The difference in race_class is clear and could be used (temporarily at least) to establish the difference between one group and another. Establishing the differences is a challenge, and the RcappeR package can’t offer a solution (at the moment at least).

These ratings found in the hcp list can be merged with the subset_races via the RcappeR function merge_zipf_init, which is done now, the function can calculate ratings for all runners by entering the diff_wgts variable into the btn_var param. The average ratings per race_class established above will be used as an example, average Class 1 race winner will be awarded 97, while average Class 2 winner 86.

The code below also subsets Class 1 races that will be used to handicap the Listed race extracted earlier, the Zetland Stakes.

# merge list returned by zipf_init and subset_races
subset_races <- merge_zipf_init(zipf_list = hcp, races = subset_races, btn_var = "diff_wgts")

# use average ratings per group
subset_races$zipf_rtg[which(subset_races$race_class == "Class 1")] <- 97 + subset_races$zipf_rtg[which(subset_races$race_class == "Class 1")]
subset_races$zipf_rtg[which(subset_races$race_class == "Class 2")] <- 86 + subset_races$zipf_rtg[which(subset_races$race_class == "Class 2")]

class1_races <- subset_races %>% filter(race_class == "Class 1")

Now to show zipf_hcp, we have a group of races that have been handicapped and ratings calculated, class1_races, and we have a race that requires handicapping zetland_stakes. The zipf_hcp function uses a collection of similar races and their ratings, to calculate potential ratings for the winner of a new, un-rated race.

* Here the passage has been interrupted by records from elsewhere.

PR #2975, opened 2026-06-18
chore(nom): do not manually parse

ntn-x2:

Built on top of https://github.com/logos-blockchain/logos-blockchain/pull/2974.

This PR removes all calls to `parse` from the types and delegates that to the primitive types, encapsulating the logic. The overall checks should be performed at the serialization/deserialization boundary, which will be a whole `SignedMantleTx`, when we get to the point of implementing `NomEncode` and `NomDecode` on that type.

Yes.

@ntn-x2 

N/A

No.

### DIFF
--- a/core/src/mantle/nom/mod.rs
+++ b/core/src/mantle/nom/mod.rs
@@ -2,8 +2,7 @@ use lb_cryptarchia_engine::Epoch;
 use lb_groth16::{Fr, fr_from_bytes, fr_to_bytes};
 use lb_key_management_system_keys::keys::ZkPublicKey;
 use nom::{
-    IResult, Parser as _,
-    combinator::{map, map_res},
+    IResult,
     error::{Error, ErrorKind},
     number::complete::{le_u16, le_u32, le_u64, u8},
 };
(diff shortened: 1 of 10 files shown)


danielSanchezQ (approved):

youngjoon-lee (approved):

core/src/mantle/nom/mod.rs
```diff
@@ -149,10 +152,12 @@ impl NomDecode for Ed25519PublicKey {
...
-        map_res(NomArray::<u8, 32>::decode, |key_bytes: [u8; 32]| {
-            Self::from_bytes(&key_bytes).map_err(|_| Error::new(bytes, ErrorKind::Fail))
-        })
-        .parse(bytes)
+        let (bytes, inner) = NomArray::<u8, _>::decode(bytes)?;
+        Ok((
+            bytes,
+            Self::from_bytes(&inner)
+                .map_err(|_| nom::Err::Error(Error::new(bytes, ErrorKind::MapRes)))?,
+        ))
```
hansieodendaal, line 160: For all places where this pattern is used, the input slice attached to the nom error now does not contain the full complement of bytes as was the case previously, but only the remainder bytes. This could be misleading for downstream diagnostics.

Please verify whether switching to `Error::new(bytes, ErrorKind::MapRes)` is intentional here.

hansieodendaal (commented):
Looking good, just one clarification needed please.

core/src/mantle/nom/mod.rs
ntn-x2: What are you suggesting here then?

hansieodendaal: Maybe one of these?
- Keep the original input bytes in scope for error creation.
- Use an error marker/context so the error can tell which conversion failed (and remove the remaining bytes in the error).

ntn-x2: Got it. Please check https://github.com/logos-blockchain/logos-blockchain/pull/2975/commits/c687e670edd07e88e14d086cb5b495146eee8b7b.

hansieodendaal (approved):
LGTM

hcp <- zipf_hcp(race = zetland_stakes, past_races = class1_races, race_id = c("race_date", "race_time", "track"), btn_var = "diff_wgts", rating = "zipf_rtg")

plot(hcp)

The plot shows a distribution of potential ratings for the winner of the Zetland Stakes, these potential ratings are calculated using each of the races in class1_races, the average rating, 102.1751563 is also shown. As the plot suggests, using more races would likely strengthen the confidence in a rating.